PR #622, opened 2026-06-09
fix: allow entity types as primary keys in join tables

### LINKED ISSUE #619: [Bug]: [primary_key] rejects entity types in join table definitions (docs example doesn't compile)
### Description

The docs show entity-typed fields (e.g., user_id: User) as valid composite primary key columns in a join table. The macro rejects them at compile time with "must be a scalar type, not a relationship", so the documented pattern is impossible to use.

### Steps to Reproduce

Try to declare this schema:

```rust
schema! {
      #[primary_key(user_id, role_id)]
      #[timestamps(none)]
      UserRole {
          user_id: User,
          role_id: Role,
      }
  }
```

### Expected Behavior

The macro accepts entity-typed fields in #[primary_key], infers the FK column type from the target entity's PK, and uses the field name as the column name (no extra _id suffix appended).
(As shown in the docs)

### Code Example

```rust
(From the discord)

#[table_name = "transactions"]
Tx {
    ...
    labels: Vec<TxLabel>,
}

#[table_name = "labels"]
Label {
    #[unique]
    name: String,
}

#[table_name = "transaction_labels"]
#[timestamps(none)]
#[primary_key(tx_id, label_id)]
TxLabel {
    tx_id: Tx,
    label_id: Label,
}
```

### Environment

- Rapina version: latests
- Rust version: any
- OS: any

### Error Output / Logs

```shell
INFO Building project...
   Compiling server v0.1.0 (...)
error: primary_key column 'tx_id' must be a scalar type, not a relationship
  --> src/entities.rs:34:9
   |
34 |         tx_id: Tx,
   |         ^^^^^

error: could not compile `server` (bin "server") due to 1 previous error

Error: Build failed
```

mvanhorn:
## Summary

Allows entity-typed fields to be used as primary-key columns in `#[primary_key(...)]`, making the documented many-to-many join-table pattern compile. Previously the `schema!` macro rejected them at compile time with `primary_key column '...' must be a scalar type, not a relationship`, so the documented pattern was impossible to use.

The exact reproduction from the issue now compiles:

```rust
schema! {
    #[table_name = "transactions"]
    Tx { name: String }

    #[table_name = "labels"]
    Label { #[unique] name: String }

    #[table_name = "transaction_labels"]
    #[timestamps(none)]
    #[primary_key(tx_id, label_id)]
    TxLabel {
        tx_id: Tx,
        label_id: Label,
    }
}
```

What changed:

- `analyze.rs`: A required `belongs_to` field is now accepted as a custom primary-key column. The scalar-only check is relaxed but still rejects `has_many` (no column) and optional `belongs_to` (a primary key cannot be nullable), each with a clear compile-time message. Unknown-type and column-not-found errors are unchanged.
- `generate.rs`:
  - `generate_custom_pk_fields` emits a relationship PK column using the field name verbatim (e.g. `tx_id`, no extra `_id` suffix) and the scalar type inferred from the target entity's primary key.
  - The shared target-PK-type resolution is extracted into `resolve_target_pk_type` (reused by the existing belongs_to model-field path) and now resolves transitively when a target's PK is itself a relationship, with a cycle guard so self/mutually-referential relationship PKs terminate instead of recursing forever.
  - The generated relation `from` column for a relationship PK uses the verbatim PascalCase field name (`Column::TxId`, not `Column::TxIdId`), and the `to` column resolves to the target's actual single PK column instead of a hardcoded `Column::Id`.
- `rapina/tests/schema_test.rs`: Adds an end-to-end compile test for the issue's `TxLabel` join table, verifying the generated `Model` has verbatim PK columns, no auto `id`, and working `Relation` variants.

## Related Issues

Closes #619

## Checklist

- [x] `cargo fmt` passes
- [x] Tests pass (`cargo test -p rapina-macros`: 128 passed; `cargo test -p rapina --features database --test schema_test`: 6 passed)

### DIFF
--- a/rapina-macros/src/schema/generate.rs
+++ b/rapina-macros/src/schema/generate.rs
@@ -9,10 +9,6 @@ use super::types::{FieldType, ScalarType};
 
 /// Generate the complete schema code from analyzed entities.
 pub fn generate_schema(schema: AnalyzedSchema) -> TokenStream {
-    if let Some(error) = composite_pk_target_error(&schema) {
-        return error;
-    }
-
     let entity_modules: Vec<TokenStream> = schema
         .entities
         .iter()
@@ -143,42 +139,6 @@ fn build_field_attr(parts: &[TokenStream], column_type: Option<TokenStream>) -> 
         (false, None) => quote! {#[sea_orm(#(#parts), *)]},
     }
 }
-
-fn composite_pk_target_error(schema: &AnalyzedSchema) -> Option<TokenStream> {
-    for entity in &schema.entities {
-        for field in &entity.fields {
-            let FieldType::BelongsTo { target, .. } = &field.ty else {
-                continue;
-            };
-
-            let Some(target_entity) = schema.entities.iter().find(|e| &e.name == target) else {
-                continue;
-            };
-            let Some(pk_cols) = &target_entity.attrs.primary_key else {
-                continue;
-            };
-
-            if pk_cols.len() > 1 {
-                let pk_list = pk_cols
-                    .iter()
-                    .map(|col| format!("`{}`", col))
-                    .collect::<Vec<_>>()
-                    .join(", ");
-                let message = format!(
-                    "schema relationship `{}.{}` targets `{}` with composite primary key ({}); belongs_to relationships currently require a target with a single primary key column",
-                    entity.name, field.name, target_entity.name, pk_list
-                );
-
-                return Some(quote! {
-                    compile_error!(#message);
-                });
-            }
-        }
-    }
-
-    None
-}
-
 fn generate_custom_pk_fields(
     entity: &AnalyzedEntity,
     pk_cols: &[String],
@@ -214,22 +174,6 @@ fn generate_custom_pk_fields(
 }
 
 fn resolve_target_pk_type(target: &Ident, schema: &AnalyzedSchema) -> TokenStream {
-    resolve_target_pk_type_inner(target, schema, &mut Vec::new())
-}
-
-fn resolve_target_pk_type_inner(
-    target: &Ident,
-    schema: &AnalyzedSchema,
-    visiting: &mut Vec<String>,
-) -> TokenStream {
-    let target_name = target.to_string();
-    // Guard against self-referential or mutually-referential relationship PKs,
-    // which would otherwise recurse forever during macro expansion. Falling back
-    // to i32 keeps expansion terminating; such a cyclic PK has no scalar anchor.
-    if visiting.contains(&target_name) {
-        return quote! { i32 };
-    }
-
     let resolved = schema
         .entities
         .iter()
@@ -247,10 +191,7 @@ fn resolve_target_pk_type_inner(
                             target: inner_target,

WHAT YOU NEED TO DO: Your response should consist of the full listing, exactly as written.

RESPONSE FOR THIS EXERCISE:
PR #622, opened 2026-06-09
fix: allow entity types as primary keys in join tables

### LINKED ISSUE #619: [Bug]: [primary_key] rejects entity types in join table definitions (docs example doesn't compile)
### Description

The docs show entity-typed fields (e.g., user_id: User) as valid composite primary key columns in a join table. The macro rejects them at compile time with "must be a scalar type, not a relationship", so the documented pattern is impossible to use.

### Steps to Reproduce

Try to declare this schema:

```rust
schema! {
      #[primary_key(user_id, role_id)]
      #[timestamps(none)]
      UserRole {
          user_id: User,
          role_id: Role,
      }
  }
```

### Expected Behavior

The macro accepts entity-typed fields in #[primary_key], infers the FK column type from the target entity's PK, and uses the field name as the column name (no extra _id suffix appended).
(As shown in the docs)

### Code Example

```rust
(From the discord)

#[table_name = "transactions"]
Tx {
    ...
    labels: Vec<TxLabel>,
}

#[table_name = "labels"]
Label {
    #[unique]
    name: String,
}

#[table_name = "transaction_labels"]
#[timestamps(none)]
#[primary_key(tx_id, label_id)]
TxLabel {
    tx_id: Tx,
    label_id: Label,
}
```

### Environment

- Rapina version: latests
- Rust version: any
- OS: any

### Error Output / Logs

```shell
INFO Building project...
   Compiling server v0.1.0 (...)
error: primary_key column 'tx_id' must be a scalar type, not a relationship
  --> src/entities.rs:34:9
   |
34 |         tx_id: Tx,
   |         ^^^^^

error: could not compile `server` (bin "server") due to 1 previous error

Error: Build failed
```

mvanhorn:
## Summary

Allows entity-typed fields to be used as primary-key columns in `#[primary_key(...)]`, making the documented many-to-many join-table pattern compile. Previously the `schema!` macro rejected them at compile time with `primary_key column '...' must be a scalar type, not a relationship`, so the documented pattern was impossible to use.

The exact reproduction from the issue now compiles:

```rust
schema! {
    #[table_name = "transactions"]
    Tx { name: String }

    #[table_name = "labels"]
    Label { #[unique] name: String }

    #[table_name = "transaction_labels"]
    #[timestamps(none)]
    #[primary_key(tx_id, label_id)]
    TxLabel {
        tx_id: Tx,
        label_id: Label,
    }
}
```

What changed:

- `analyze.rs`: A required `belongs_to` field is now accepted as a custom primary-key column. The scalar-only check is relaxed but still rejects `has_many` (no column) and optional `belongs_to` (a primary key cannot be nullable), each with a clear compile-time message. Unknown-type and column-not-found errors are unchanged.
- `generate.rs`:
  - `generate_custom_pk_fields` emits a relationship PK column using the field name verbatim (e.g. `tx_id`, no extra `_id` suffix) and the scalar type inferred from the target entity's primary key.
  - The shared target-PK-type resolution is extracted into `resolve_target_pk_type` (reused by the existing belongs_to model-field path) and now resolves transitively when a target's PK is itself a relationship, with a cycle guard so self/mutually-referential relationship PKs terminate instead of recursing forever.
  - The generated relation `from` column for a relationship PK uses the verbatim PascalCase field name (`Column::TxId`, not `Column::TxIdId`), and the `to` column resolves to the target's actual single PK column instead of a hardcoded `Column::Id`.
- `rapina/tests/schema_test.rs`: Adds an end-to-end compile test for the issue's `TxLabel` join table, verifying the generated `Model` has verbatim PK columns, no auto `id`, and working `Relation` variants.

## Related Issues

Closes #619

## Checklist

- [x] `cargo fmt` passes
- [x] Tests pass (`cargo test -p rapina-macros`: 128 passed; `cargo test -p rapina --features database --test schema_test`: 6 passed)

### DIFF
--- a/rapina-macros/src/schema/generate.rs
+++ b/rapina-macros/src/schema/generate.rs
@@ -9,10 +9,6 @@ use super::types::{FieldType, ScalarType};
 
 /// Generate the complete schema code from analyzed entities.
 pub fn generate_schema(schema: AnalyzedSchema) -> TokenStream {
-    if let Some(error) = composite_pk_target_error(&schema) {
-        return error;
-    }
-
     let entity_modules: Vec<TokenStream> = schema
         .entities
         .iter()
@@ -143,42 +139,6 @@ fn build_field_attr(parts: &[TokenStream], column_type: Option<TokenStream>) -> 
         (false, None) => quote! {#[sea_orm(#(#parts), *)]},
     }
 }
-
-fn composite_pk_target_error(schema: &AnalyzedSchema) -> Option<TokenStream> {
-    for entity in &schema.entities {
-        for field in &entity.fields {
-            let FieldType::BelongsTo { target, .. } = &field.ty else {
-                continue;
-            };
-
-            let Some(target_entity) = schema.entities.iter().find(|e| &e.name == target) else {
-                continue;
-            };
-            let Some(pk_cols) = &target_entity.attrs.primary_key else {
-                continue;
-            };
-
-            if pk_cols.len() > 1 {
-                let pk_list = pk_cols
-                    .iter()
-                    .map(|col| format!("`{}`", col))
-                    .collect::<Vec<_>>()
-                    .join(", ");
-                let message = format!(
-                    "schema relationship `{}.{}` targets `{}` with composite primary key ({}); belongs_to relationships currently require a target with a single primary key column",
-                    entity.name, field.name, target_entity.name, pk_list
-                );
-
-                return Some(quote! {
-                    compile_error!(#message);
-                });
-            }
-        }
-    }
-
-    None
-}
-
 fn generate_custom_pk_fields(
     entity: &AnalyzedEntity,
     pk_cols: &[String],
@@ -214,22 +174,6 @@ fn generate_custom_pk_fields(
 }
 
 fn resolve_target_pk_type(target: &Ident, schema: &AnalyzedSchema) -> TokenStream {
-    resolve_target_pk_type_inner(target, schema, &mut Vec::new())
-}
-
-fn resolve_target_pk_type_inner(
-    target: &Ident,
-    schema: &AnalyzedSchema,
-    visiting: &mut Vec<String>,
-) -> TokenStream {
-    let target_name = target.to_string();
-    // Guard against self-referential or mutually-referential relationship PKs,
-    // which would otherwise recurse forever during macro expansion. Falling back
-    // to i32 keeps expansion terminating; such a cyclic PK has no scalar anchor.
-    if visiting.contains(&target_name) {
-        return quote! { i32 };
-    }
-
     let resolved = schema
         .entities
         .iter()
@@ -247,10 +191,7 @@ fn resolve_target_pk_type_inner(
                             target: inner_target,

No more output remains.